From public executions to religious processions to political festivities, Toulouse's ceremonial life was remarkably rich in the decades prior to the French Revolution. In an engaging portrait that conveys this provincial city in all its splendor and misery, Robert Schneider explores how Toulouse's civic and community life was represented in the stagings of various ceremonies. His inquiry is based on the unpublished diaries of Pierre Barthès, a Latin tutor who was both a devout Catholic and a monarchist, and who recorded forty years of public activity in ways that reflected the mounting social tensions of his times. By analyzing Barthès's accounts, Schneider demonstrates how the variety of ceremonial forms embodied different ritual dynamics and represented contrasting values.
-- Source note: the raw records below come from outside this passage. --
PR #1601, opened 2026-09-09
fix(data-marts): keep output schema field connection statuses server-owned

kalnik-a-a:
Changeset: `.changeset/6935-output-schema-field-connection-status.md` (`owox`, `minor`)

## Summary

A field's connection status in the output schema (`CONNECTED`, `CONNECTED_WITH_DEFINITION_MISMATCH`, `DISCONNECTED`) is derived by schema actualization against the storage. Until now `PUT /api/data-marts/:id/schema` accepted whatever status the client sent, so an API user or a plugin could save a column as `CONNECTED` before the storage had verified it and immediately use it in reports. The status is now read-only for the API: the save derives it on the server, older clients that still send it keep working, and the web app no longer sends it.

### Backend

- `PUT /api/data-marts/:id/schema` ignores the client status and applies server-owned statuses to the parsed schema: a native field keeps the last persisted status of its namesake, a new native field starts `DISCONNECTED` until actualization verifies it, a calculated field is always `CONNECTED`. Nested `RECORD` fields are handled recursively.
- The zod field schema gives `status` a `DISCONNECTED` default, so the field is optional on the wire for all five storage types. A legacy row without a status now loads instead of failing the entity transformer.
- `UpdateDataMartSchemaApiDto` and the command carry a status-less `DataMartSchemaUpdate` type derived from the zod input type; the Swagger description spells out the rule and points at `POST /data-marts/{id}/schema-actualize-triggers` for refreshing statuses.

### Web

- `dataMartService.updateDataMartSchema` strips `status` from every field, nested ones included, before the request; the request DTO type excludes it. The feature type keeps `status` for display.

### Tests and fixtures

- Unit: server-owned derivation (persisted carry-forward, nested carry-forward, new native and calculated fields, a native field submitted under a persisted calculated field's name), plus the web strip.
- API e2e: a client-provided `CONNECTED` is ignored (nested included) and a field without status is accepted.
- The e2e fixtures used `PUT /schema` to declare native columns as `CONNECTED` on Data Marts that have no warehouse behind them, which is exactly what the endpoint no longer does. They now go through `setDataMartSchema` (`@owox/test-utils`), which seeds the schema with the given statuses straight into the test database, the same bypass both e2e layers already use for storage config, and then saves it through the API so calculated fields still get the real validation. The Playwright `setSchema` fixture does the same against the sqlite test file. No product code changed for this.

## Compatibility

- Wire format: unchanged. Requests with `status` return 200; the value is ignored.
- Semantics: a client can no longer make a column usable by declaring it connected. After a manual save, run schema actualization to get real statuses; the web app already does this after Save.
- Rolling update: a browser that loaded the new web bundle can hit a pod on the previous release during the rollout of `owox-data-marts-webserver`. That pod still requires `status` and answers 400 on schema save until the rollout completes. Self-heals on retry, no data loss in either direction.
- Other clients checked: Google Sheets extension (reads only, responses still carry `status`), `owox-mcp`, `odm-looker-studio`, backend MCP tools, CLI. Nothing else writes a schema.

## Verification

| Check | Result |
| --- | --- |
| Backend unit, full | 613 suites, 9445 tests passed |
| Web unit, full | 261 files, 2422 tests passed |
| API e2e, full (`jest --config test/jest-e2e.json`) | 54 suites, 717 tests passed |
| Playwright: `datamart-calculated-field-chips`, `datamart-calculated-field-formula`, `datamart-row-level-calculated-field` | 25 passed |
| Red-green of the new unit tests | the two new carry-forward tests fail with the recursion and the calculated guard removed, pass with them restored |
| tsc (backend build config, web), eslint, prettier, markdownlint | clean |

Two earlier full API e2e runs each had one transport-level failure in an unrelated suite (503, `socket hang up`), green in isolation and in the other runs.

## Notes for reviewers

- The changeset filename uses Fibery Work Item `6935`; please confirm it is the owning item.
- Pre-existing full `tsc -p tsconfig.json` errors in unrelated `*.spec.ts` files are untouched (same count before and after).

### DIFF
--- a/apps/backend/src/data-marts/data-storage-types/data-mart-schema.type.ts
+++ b/apps/backend/src/data-marts/data-storage-types/data-mart-schema.type.ts
@@ -16,22 +16,4 @@ export const DataMartSchemaSchema = z.discriminatedUnion('type', [
 export type DataMartSchema = z.infer<typeof DataMartSchemaSchema>;
 export type DataMartSchemaField = DataMartSchema['fields'][number];
 
-type KnownKey<Key> = string extends Key
-  ? never
-  : number extends Key
-    ? never
-    : symbol extends Key
-      ? never
-      : Key;
-
-type WithoutConnectionStatus<T> = T extends readonly unknown[]
-  ? { [Index in keyof T]: WithoutConnectionStatus<T[Index]> }
-  : T extends object
-    ? {
-        [Key in keyof T as Key extends 'status' ? never : KnownKey<Key>]: WithoutConnectionStatus<
-          T[Key]
-        >;
-      }
-    : T;
-
-export type DataMartSchemaUpdate = WithoutConnectionStatus<z.input<typeof DataMartSchemaSchema>>;
+export type DataMartSchemaUpdate = z.input<typeof DataMartSchemaSchema>;
--- a/apps/backend/src/data-marts/data-storage-types/data-mart-schema.type.ts
+++ b/apps/backend/src/data-marts/data-storage-types/data-mart-schema.type.ts
@@ -15,3 +15,23 @@ export const DataMartSchemaSchema = z.discriminatedUnion('type', [
 
 export type DataMartSchema = z.infer<typeof DataMartSchemaSchema>;
 export type DataMartSchemaField = DataMartSchema['fields'][number];
+
+type KnownKey<Key> = string extends Key
+  ? never
+  : number extends Key
+    ? never
+    : symbol extends Key
+      ? never
+      : Key;
+
+type WithoutConnectionStatus<T> = T extends readonly unknown[]
+  ? { [Index in keyof T]: WithoutConnectionStatus<T[Index]> }
+  : T extends object
+    ? {
+        [Key in keyof T as Key extends 'status' ? never : KnownKey<Key>]: WithoutConnectionStatus<
+          T[Key]
+        >;
+      }
+    : T;
+
+export type DataMartSchemaUpdate = WithoutConnectionStatus<z.input<typeof DataMartSchemaSchema>>;
--- a/apps/backend/src/data-marts/dto/presentation/update-data-mart-schema-api.dto.ts
+++ b/apps/backend/src/data-marts/dto/presentation/update-data-mart-schema-api.dto.ts
@@ -8,7 +8,7 @@ export class UpdateDataMartSchemaApiDto {
     type: () => Object,
     required: true,
     description:
-      'Updated schema of the data mart. Field connection statuses are server-owned: omit them, and any value sent by an older client is ignored. The saved schema carries the last status the server derived; a new native field starts DISCONNECTED until schema actualization (POST /data-marts/{id}/schema-actualize-triggers) verifies it against the storage.',
+      'Updated schema of the data mart. Field connection statuses are server-owned: omit them, and any value sent by an older client is ignored. The saved schema carries the last status the server derived; a new native field starts DISCONNECTED until schema actualization (POST /api/data-marts/{dataMartId}/schema-actualize-triggers) verifies it against the storage.',
   })
   @IsNotEmptyObject()
   schema: DataMartSchemaUpdate;
--- a/apps/backend/src/data-marts/dto/presentation/update-data-mart-schema-api.dto.ts
+++ b/apps/backend/src/data-marts/dto/presentation/update-data-mart-schema-api.dto.ts
@@ -1,16 +1,17 @@
 import { ApiProperty } from '@nestjs/swagger';
 import { IsNotEmptyObject } from 'class-validator';
-import { DataMartSchema } from '../../data-storage-types/data-mart-schema.type';
+import type { DataMartSchemaUpdate } from '../../data-storage-types/data-mart-schema.type';
 import { DataMartResponseApiDto } from './data-mart-response-api.dto';
 
 export class UpdateDataMartSchemaApiDto {
   @ApiProperty({
     type: () => Object,
     required: true,
-    description: 'Updated schema of the data mart',
+    description:
+      'Updated schema of the data mart. Field connection statuses are server-owned: omit them, and any value sent by an older client is ignored. The saved schema carries the last status the server derived; a new native field starts DISCONNECTED until schema actualization (POST /data-marts/{id}/schema-actualize-triggers) verifies it against the storage.',
   })
   @IsNotEmptyObject()
-  schema: DataMartSchema;
+  schema: DataMartSchemaUpdate;
 }
 
 export class FormulaViolationApiDto {
--- a/apps/backend/src/data-marts/dto/presentation/update-data-mart-schema-api.dto.ts
+++ b/apps/backend/src/data-marts/dto/presentation/update-data-mart-schema-api.dto.ts
@@ -8,7 +8,7 @@ export class UpdateDataMartSchemaApiDto {
     type: () => Object,
     required: true,
     description:
-      'Updated schema of the data mart. Field connection statuses are server-owned: omit them, and any value sent by an older client is ignored. The saved schema carries the last status the server derived; a new native field starts DISCONNECTED until schema actualization (POST /api/data-marts/{dataMartId}/schema-actualize-triggers) verifies it against the storage.',
+      'Updated schema of the data mart. Field connection statuses are server-owned: omit them, and any value sent by an older client is ignored. The saved schema carries the last status derived by schema actualization; a new native field starts DISCONNECTED until schema actualization (POST /api/data-marts/{dataMartId}/schema-actualize-triggers) verifies it against the storage, and a formula may only reference native fields that are already connected.',
   })
   @IsNotEmptyObject()
   schema: DataMartSchemaUpdate;
--- a/apps/backend/src/data-marts/use-cases/update-data-mart-schema.service.ts
+++ b/apps/backend/src/data-marts/use-cases/update-data-mart-schema.service.ts
@@ -2,13 +2,18 @@ import { Injectable, Logger, ForbiddenException } from '@nestjs/common';
 import { Transactional } from 'typeorm-transactional';
 import { BusinessViolationException } from '../../common/exceptions/business-violation.exception';
 import { DataMart } from '../entities/data-mart.entity';
-import { calculatedFieldsOf } from '../calculated-fields/calculated-field.utils';
+import { calculatedFieldsOf, isCalculatedField } from '../calculated-fields/calculated-field.utils';
 import {
   CalculatedFieldValidatorService,
   DryRunContext,
 } from '../calculated-fields/calculated-field-validator.service';
 import { FormulaViolations } from '../calculated-fields/formula-violations';
 import { DataStorageCredentialsResolver } from '../data-storage-types/data-storage-credentials-resolver.service';
+import type {
+  DataMartSchema,
+  DataMartSchemaField,
+} from '../data-storage-types/data-mart-schema.type';
+import { DataMartSchemaFieldStatus } from '../data-storage-types/enums/data-mart-schema-field-status.enum';
 import { DataMartSchemaParserFacade } from '../data-storage-types/facades/data-mart-schema-parser-facade.service';
 import { UpdateDataMartSchemaCommand } from '../dto/domain/update-data-mart-schema.command';
 import { UpdateDataMartSchemaResult } from '../dto/domain/update-data-mart-schema-result.dto';
@@ -55,6 +60,7 @@ export class UpdateDataMartSchemaService {
       command.schema,
       dataMart.storage.type
     );
+    applyServerOwnedFieldStatuses(parsed, dataMart.schema);
 
     // Assigned BEFORE the dry run, not after: composeMetricsOnly (via CalculatedFieldValidatorService)
     // reads `ctx.dataMart.schema` to find each metric's formula, so the context below must carry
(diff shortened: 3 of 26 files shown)


apps/backend/src/data-marts/dto/presentation/update-data-mart-schema-api.dto.ts
```diff
@@ -1,16 +1,17 @@
...
+import type { DataMartSchemaUpdate } from '../../data-storage-types/data-mart-schema.type';
 import { DataMartResponseApiDto } from './data-mart-response-api.dto';
 
 export class UpdateDataMartSchemaApiDto {
   @ApiProperty({
     type: () => Object,
     required: true,
-    description: 'Updated schema of the data mart',
+    description:
+      'Updated schema of the data mart. Field connection statuses are server-owned: omit them, and any value sent by an older client is ignored. The saved schema carries the last status the server derived; a new native field starts DISCONNECTED until schema actualization (POST /data-marts/{id}/schema-actualize-triggers) verifies it against the storage.',
```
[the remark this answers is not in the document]
kalnik-a-a: Fixed in 37bc4952e: the description now points at `POST /api/data-marts/{dataMartId}/schema-actualize-triggers`, matching the `SchemaActualizeTriggerController` route (`data-marts/:dataMartId/schema-actualize-triggers`) and the `/api` prefix used in `docs/api/coverage.md`.

packages/test-utils/src/helpers/set-data-mart-schema.ts
```diff
@@ -0,0 +1,32 @@
...
+  agent: supertest.Agent,
+  app: INestApplication,
+  dataMartId: string,
+  schema: Record<string, unknown>
+): Promise<supertest.Response> {
+  const backendDir = require('path').dirname(require.resolve('@owox/backend/package.json'));
+  const { DataSource } = require(require.resolve('typeorm', { paths: [backendDir] }));
+  await app
+    .get(DataSource)
+    .query('UPDATE data_mart SET schema = ? WHERE id = ?', [JSON.stringify(schema), dataMartId]);
```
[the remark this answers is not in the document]
kalnik-a-a: Done in 37bc4952e: `backendDir` and the `DataSource` token are now resolved once at module scope. The backend-relative resolution itself stays, so `app.get(DataSource)` keeps matching the typeorm instance the backend uses.

apps/backend/src/data-marts/use-cases/update-data-mart-schema.service.ts
```diff
@@ -55,6 +60,7 @@ export class UpdateDataMartSchemaService {
       command.schema,
       dataMart.storage.type
     );
+    applyServerOwnedFieldStatuses(parsed, dataMart.schema);
```
laskevych: 🟡 Important (non-blocking): this changes the API contract in a way neither the DTO description nor the changeset mentions: a single `PUT /schema` that introduces a native field **and** a calculated field referencing it is now refused. `applyServerOwnedFieldStatuses` marks the new native field `DISCONNECTED` before `calculatedFieldValidator.validate` runs, and the validator builds its reference index through `collectFormulaReferenceableFields`, which prunes `!isConnected`, so the `{{ref}}` resolves to nothing and the save answers 400 `FORMULA_UNKNOWN_REFERENCE` (previously 200 with `warehouseValidation: 'skipped'`). The e2e rewrites in this PR are the evidence: the new seed before the `cm*` block in `output-controls.e2e-spec.ts` and the `formula-live-validation` fixture exist precisely so this path keeps passing. The web is unaffected because it already creates native fields as `DISCONNECTED`, so for the UI this is parity; for API and plugin clients it is a new refusal whose error code says 'unknown reference' about a field that is right there in the same payload.

The behaviour itself looks consistent with the task (a field the storage has not verified must not be referenceable), so I am not asking to change it. Two asks: (1) state it in the DTO description and the changeset ('a formula may only reference native fields that are already connected: add the field, run actualization, then add the formula'), and (2) consider a dedicated violation, or at least a hint in `FORMULA_UNKNOWN_REFERENCE`, when the referenced name is present in the submitted schema but disconnected, so the client is told what to do rather than that the field does not exist. It is also worth pinning at the API level in `validation-schema.e2e-spec.ts`: the unit test 'derives statuses for new native and calculated fields' asserts exactly this payload with `validate` mocked, so today the suite documents a save the real service refuses.

apps/backend/src/data-marts/use-cases/update-data-mart-schema.service.ts
```diff
@@ -170,3 +176,37 @@ export class UpdateDataMartSchemaService {
     await this.reportDataCacheService.invalidateByDataMartId(dataMart.id);
   }
 }
+
+function applyServerOwnedFieldStatuses(
```
laskevych, line 184: 💡 Suggestion (non-blocking): consider resetting `dataMart.schemaActualizedAt` when the save introduces a native field that has no persisted namesake. Three consumers actualize lazily through `actualizeSchemaIfExpired` (MCP `get_data_mart_details`, AI metadata generation, SQL-context prefetch) and all of them filter by `isConnected`. With a fresh `schemaActualizedAt` they skip actualization, so a real warehouse column added through the API stays hidden from them for up to the 30-minute window, whereas before the client-sent `CONNECTED` made it visible at once. Clearing the timestamp is a cheap way to let those paths self-heal on their next call without adding a warehouse round trip to the save. The web is fine either way because it runs actualization right after Save.

apps/backend/src/data-marts/use-cases/update-data-mart-schema.service.ts
```diff
@@ -170,3 +176,37 @@ export class UpdateDataMartSchemaService {
...
+
+function applyFieldStatuses(
+  fields: DataMartSchemaField[],
+  persistedFields: readonly DataMartSchemaField[]
+): void {
+  const persistedByName = new Map(persistedFields.map(field => [field.name, field]));
+
+  for (const field of fields) {
+    const persistedField = persistedByName.get(field.name);
+    field.status = isCalculatedField(field)
```
laskevych: 🔵 Question (non-blocking): the carry-forward is keyed on the name only, so a save that changes the definition of an existing native field (type, mode, scalar vs RECORD) keeps the persisted `CONNECTED`, while the actualization mergers (`mergeField` in `bigquery-schema-merger.ts`, `flat-data-mart-schema-merger.ts`) define exactly that as `CONNECTED_WITH_DEFINITION_MISMATCH`. Same for a RECORD parent that gains a nested field: `mergeRecordFields` would roll it up to a mismatch, and the nested-fields unit test now locks in `CONNECTED`. It is not a regression against the old client-owned value, and the web re-actualizes after Save, but for API clients the DTO now promises 'the last status the server derived' for a state the server never derived. Was leaving this to actualization a deliberate scope cut? If not, comparing `type`/`mode` with the persisted namesake and downgrading to `CONNECTED_WITH_DEFINITION_MISMATCH` keeps the rule server-side at the same cost (no warehouse call). Either answer is fine with me; I just want the intent recorded.

apps/backend/src/data-marts/use-cases/update-data-mart-schema.service.ts
```diff
@@ -170,3 +176,37 @@ export class UpdateDataMartSchemaService {
...
+      ? DataMartSchemaFieldStatus.CONNECTED
+      : persistedField && !isCalculatedField(persistedField)
+        ? persistedField.status
+        : DataMartSchemaFieldStatus.DISCONNECTED;
+
+    if ('fields' in field && field.fields) {
```
laskevych: 🟢 Minor (non-blocking): the base field schema is `.passthrough()` and the flat storages (Athena, Redshift, Databricks) declare no `fields` key, so a client value like `fields: {}` on one of their fields survives validation and reaches this loop, where `for (const field of {})` throws and the save answers 500 instead of 400 (before this PR the payload was accepted and stored). If such a value was persisted earlier, `persistedFields.map` at the top of this function fails on every later save of that Data Mart. An `Array.isArray` check here and on the persisted side closes it.

apps/backend/src/data-marts/data-storage-types/data-mart-schema.type.ts
```diff
@@ -15,3 +15,23 @@ export const DataMartSchemaSchema = z.discriminatedUnion('type', [
...
+  ? { [Index in keyof T]: WithoutConnectionStatus<T[Index]> }
+  : T extends object
+    ? {
+        [Key in keyof T as Key extends 'status' ? never : KnownKey<Key>]: WithoutConnectionStatus<
+          T[Key]
+        >;
+      }
+    : T;
+
+export type DataMartSchemaUpdate = WithoutConnectionStatus<z.input<typeof DataMartSchemaSchema>>;
```
laskevych: 💡 Suggestion (non-blocking): this recursion does less than it looks like. `createRecursiveBigqueryFieldSchema` (and the Snowflake twin) declares nested `fields` through a self-referencing getter, which under the backend's `noImplicitAny: false` infers as `any`, so `WithoutConnectionStatus` strips `status` at the top level only: a RECORD whose nested field carries `status` compiles clean against `DataMartSchemaUpdate`. Nothing type-checks against the type either (`validateAndParse` takes `unknown`, Swagger uses `type: () => Object`), so it is documentation. Given `.default(DISCONNECTED)` already makes `status` optional on `z.input`, `export type DataMartSchemaUpdate = z.input<typeof DataMartSchemaSchema>` documents the real wire contract ('optional, ignored') in one line and drops `KnownKey`, which exists only to undo the `.passthrough()` index signature. Keep the mapped type if you specifically want 'absent' rather than 'optional' at the top level; a short comment that it is top-level only would then help the next reader.

apps/web/src/features/data-marts/shared/services/data-mart.service.ts
```diff
@@ -229,10 +230,13 @@ export class DataMartService extends ApiService {
    */
   async updateDataMartSchema(
     id: string,
-    data: UpdateDataMartSchemaRequestDto,
+    data: { schema: DataMartSchema },
     config?: AxiosRequestConfig
   ): Promise<UpdateDataMartSchemaResponseDto> {
-    return this.put<UpdateDataMartSchemaResponseDto>(`/${id}/schema`, data, {
+    const request: UpdateDataMartSchemaRequestDto = {
+      schema: withoutFieldConnectionStatuses(data.schema),
```
laskevych, line 237: 🔵 Question (non-blocking): on the new backend this strip changes nothing (the server overwrites `status` regardless), so its only observable effect today is the rolling-update window described in the PR: a browser that already loaded the new bundle and reaches a pod on the previous release, whose field schema still requires `status`, gets 400 on every Output Schema save until the rollout completes. Would it be acceptable to keep the request unchanged in this release and land the strip (with the `WithoutConnectionStatus` request type) in a follow-up once the lenient backend is everywhere? That removes the window entirely at no behavioural cost. If the answer is that the window is short enough, that is fine too.

apps/backend/test/output-controls.e2e-spec.ts
```diff
@@ -484,6 +475,14 @@ describe('Output controls API (e2e)', () => {
       cmDataMartId = prereqs.dataMartId;
       cmDataDestinationId = prereqs.dataDestinationId;
 
+      await setDataMartSchema(agent, app, cmDataMartId, {
```
laskevych, line 479: 🧹 Nit (non-blocking): this seed is now load-bearing for the rest of the block: it is what keeps `clicks`/`impressions` connected, because the PUTs below would persist them `DISCONNECTED` and `BlendableSchemaService` would drop them from the composition tests further down. The comment on the first test in the block ('the next test's save is the first one that actually persists') is also no longer true. A one-line note here would stop someone from removing the seed as redundant with the PUT.

laskevych (approved):
Approving: no blocking findings.

The server-owned derivation is at the right depth (an actualization round trip on every save would be the wrong trade, and the web already re-actualizes after Save), the zod default matches the existing `level: .optional()` precedent for the load-path transformer, and the test-utils seeding follows the same bypass `setupConnectorDataMart` and the Playwright storage seed already use.

Changeset: I confirmed 6935 is the owning work item, so the filename is right.

Inline comments are all non-blocking: one contract change I would like documented (a native field and a formula referencing it in one PUT is now refused), one suggestion about `schemaActualizedAt`, two questions on intent (definition changes keeping `CONNECTED`; the web strip versus the rollout window), a type simplification, and two small nits.

apps/backend/src/data-marts/use-cases/update-data-mart-schema.service.ts
kalnik-a-a: Agreed on the behaviour, kept as is. Documented and pinned in 03bb034bb: the DTO description now states that a formula may only reference native fields that are already connected; `validation-schema.e2e-spec.ts` pins the 400 (`FORMULA_UNKNOWN_REFERENCE`, subject `revenue`) for a formula referencing a native field introduced in the same save; the unit test `derives statuses for new native and calculated fields` now references a persisted field, so it no longer describes a save the service refuses. The dedicated hint is skipped on purpose: the web never produces this payload (new native fields start DISCONNECTED in every schema table and the editor's reference index excludes them), so only API clients that set CONNECTED themselves are affected, and we are fine with those requests failing. Changeset left as is.

apps/backend/src/data-marts/use-cases/update-data-mart-schema.service.ts
kalnik-a-a: Done in 03bb034bb: when the save introduces a native field with no persisted namesake (nested included), `schemaActualizedAt` is set to null, so `actualizeSchemaIfExpired` treats the schema as expired and the MCP, AI-metadata, SQL-context and HTTP-data paths re-check the warehouse on their next call. Unit tests cover a nested new field (clears) and a calculated-only save (keeps the timestamp).

apps/backend/src/data-marts/use-cases/update-data-mart-schema.service.ts
kalnik-a-a: Deliberate. A definition mismatch is a comparison against the warehouse, which only actualization can make; the save has no warehouse view, so it carries the last derived status forward and the next actualization re-derives it (the web triggers one right after Save). Downgrading on the server would duplicate the per-storage merger rules in a second place for a badge that does not change gating (`isConnected` treats both statuses as connected), and it could not handle the reverse case, a definition corrected back to what the warehouse has. The DTO description now says "the last status derived by schema actualization" to record that (03bb034bb).

apps/backend/src/data-marts/use-cases/update-data-mart-schema.service.ts
kalnik-a-a: Fixed in 03bb034bb: the recursion only descends into array `fields`, on both the submitted and the persisted side (`nestedFieldsOf`), with a unit test for `fields: {}` on an Athena field.

apps/backend/src/data-marts/data-storage-types/data-mart-schema.type.ts
kalnik-a-a: Done in 03bb034bb: `DataMartSchemaUpdate = z.input<typeof DataMartSchemaSchema>`, `KnownKey` and `WithoutConnectionStatus` removed. Confirmed your reading with a tsc probe first: a nested `status` compiled against the mapped type (`fields?: any`), only the top level was stripped.

apps/web/src/features/data-marts/shared/services/data-mart.service.ts
kalnik-a-a: Keeping the strip in this release. The window is the rollout of `owox-data-marts-webserver`: only Output Schema saves from a browser on the new bundle that reach a pod on the previous release get a 400, a retry works, no data loss. The original ask was that the UI stop sending the status, so a two-phase rollout is not worth a follow-up PR here.

apps/backend/test/output-controls.e2e-spec.ts
kalnik-a-a: Done in 03bb034bb: a one-line note on the seed, and the stale sentence replaced with "Rejected, so it leaves the seeded schema untouched".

The author focuses most intently on the differences between the solemn religious procession, which was highly participatory and represented local concerns, and the more celebratory festival, which vaunted the monarchy and turned the people into passive spectators. He examines the theatrical nature of often hastily orchestrated religious parades winding through neighborhood streets, then considers the monarchy's use of plazas for staged entertainment, particularly for awe-inspiring displays of fireworks. Schneider argues that the festival proved a successful tool in imposing the symbols of the centralized state on Toulouse's public life, but that both the procession and the festival incorporated powerful ceremonial forms that proved politically useful for the Revolution.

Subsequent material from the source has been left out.